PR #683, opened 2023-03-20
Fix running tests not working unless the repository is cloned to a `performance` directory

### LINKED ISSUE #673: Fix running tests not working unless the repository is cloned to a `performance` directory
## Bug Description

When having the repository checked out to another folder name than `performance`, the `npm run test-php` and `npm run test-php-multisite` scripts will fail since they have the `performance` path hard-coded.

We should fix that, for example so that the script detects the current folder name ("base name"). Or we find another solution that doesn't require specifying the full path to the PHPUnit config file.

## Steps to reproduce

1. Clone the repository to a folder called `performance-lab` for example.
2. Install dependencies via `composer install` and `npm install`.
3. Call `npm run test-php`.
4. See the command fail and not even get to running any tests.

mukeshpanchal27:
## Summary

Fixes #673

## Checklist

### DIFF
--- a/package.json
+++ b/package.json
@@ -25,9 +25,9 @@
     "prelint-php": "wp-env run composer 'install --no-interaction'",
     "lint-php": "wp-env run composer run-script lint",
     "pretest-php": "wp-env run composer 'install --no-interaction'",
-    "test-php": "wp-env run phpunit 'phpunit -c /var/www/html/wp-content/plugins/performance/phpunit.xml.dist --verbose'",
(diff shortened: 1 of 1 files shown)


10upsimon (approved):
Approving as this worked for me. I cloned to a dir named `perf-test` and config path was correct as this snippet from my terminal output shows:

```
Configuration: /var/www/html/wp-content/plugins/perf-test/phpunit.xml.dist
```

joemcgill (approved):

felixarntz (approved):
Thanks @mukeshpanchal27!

——

Work order
Scan the material line by line and report each one that contains "directory".

Written response
Fix running tests not working unless the repository is cloned to a `performance` directory
### LINKED ISSUE #673: Fix running tests not working unless the repository is cloned to a `performance` directory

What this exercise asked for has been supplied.